Ideal Weight Calculator
Estimate a healthy target weight for your height.
A guide only (Devine formula + healthy BMI range). Bodies differ — consult a professional.
What an Ideal Weight Calculator Tells You
This calculator estimates an ideal body weight (IBW) based on your height and gender, and shows the healthy weight range that corresponds to a normal body mass index (BMI). It draws on classic clinical formulas originally developed to guide medication dosing and quick bedside estimates.
There is no single perfect weight for any individual. Two people of the same height can both be healthy at different weights depending on muscle mass, frame size, age, and body composition. Treat the number this tool produces as a reference point and a starting place for conversation, not a fixed goal you must hit.
The calculator gives you two useful outputs: a single IBW estimate from established formulas, and a healthy weight range derived from the normal BMI band. The range is often more meaningful, because it acknowledges that good health spans a span of weights rather than one exact figure.
The Formulas: Devine and Robinson
The most widely cited IBW formula is the Devine formula, which uses height in inches above five feet:
- Men: 50 kg + 2.3 kg for each inch over 5 feet
- Women: 45.5 kg + 2.3 kg for each inch over 5 feet
The Robinson formula is a refinement that often yields slightly lower estimates:
- Men: 52 kg + 1.9 kg for each inch over 5 feet
- Women: 49 kg + 1.7 kg for each inch over 5 feet
Both formulas only use height and gender, so they cannot account for your build or muscularity. That limitation is exactly why pairing them with a BMI-based range gives a fuller picture.
The Healthy BMI Range
Body mass index is weight in kilograms divided by height in metres squared (kg/m²). A BMI between 18.5 and 24.9 is generally classified as a healthy weight for adults.
To turn that into a weight range, the calculator rearranges the formula:
Weight = BMI × height² (in metres)
For someone 1.75 m tall, the healthy range works out to roughly 56.7 kg (18.5 × 1.75²) to 76.3 kg (24.9 × 1.75²). This range is wide on purpose: it reflects that healthy bodies come in many sizes at the same height.

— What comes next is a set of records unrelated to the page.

PR #17350, opened 2023-07-04
Update agama_installation to use e2e-agama-playwright

lemon-suse:
Update agama_installation to use own project repo of e2e-agama-playwright and add upload trace to post_fail_hook.

- Related ticket: N/A
- Needles:  N/A
- Verification run:  https://openqa.opensuse.org/tests/3406485#

### DIFF
--- a/tests/yam/agama/agama_installation.pm
+++ b/tests/yam/agama/agama_installation.pm
@@ -23,13 +23,17 @@ sub run {
     $testapi::password = 'linux';
     select_console 'root-console';
 
-    assert_script_run('RUN_INSTALLATION=1 playwright test --trace on --project chromium --config /usr/share/agama-playwright take_screenshots', timeout => 600);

A Worked Example and Its Limits
Consider a man who is 5 feet 10 inches tall, which is 10 inches over 5 feet.
- Devine: 50 + (2.3 × 10) = 73 kg
- Robinson: 52 + (1.9 × 10) = 71 kg
His healthy BMI range for that height (about 1.78 m) spans roughly 58.6 kg to 78.9 kg. The formula estimates fall comfortably inside that band.
These tools were never designed to capture athletic builds, differing frame sizes, or changes that come with age. A muscular athlete may exceed the IBW figure while being very healthy, and an older adult may sit at a different optimal point. For personalized guidance on a target weight, body composition, or any weight-related health concern, consult a doctor or registered dietitian.
Frequently Asked Questions
Not exactly. Ideal body weight is a single estimate from a formula using only height and gender, while a healthy weight is a range that allows for differences in muscle, frame, and body composition. The BMI-based range in this calculator is usually a better real-world reference than one fixed number.
They use different baseline weights and per-inch increments, so they produce slightly different estimates for the same person. Devine tends to give a marginally higher figure. Neither is definitively correct; together they show a reasonable span rather than one absolute target.
No. Both the formulas and BMI rely only on height, weight, and gender, so a muscular person may appear above their ideal weight despite low body fat. If you have significant muscle mass, consider a body-fat or body-composition assessment for a clearer picture.
BMI is a useful population-level screening tool, but it does not measure body fat directly and can misclassify athletes, older adults, and some ethnic groups. Use it as one input among several, and discuss your individual results with a healthcare professional.
Falling slightly outside the range is not automatically a problem, but a persistent gap may be worth discussing with a clinician. They can assess your overall health, not just your weight, and recommend a sensible, sustainable plan if any change is appropriate.
Treat it as a guide rather than a strict goal. A realistic, healthy target depends on your body composition, activity, medical history, and personal circumstances. A doctor or registered dietitian can help you set a goal that is right for you.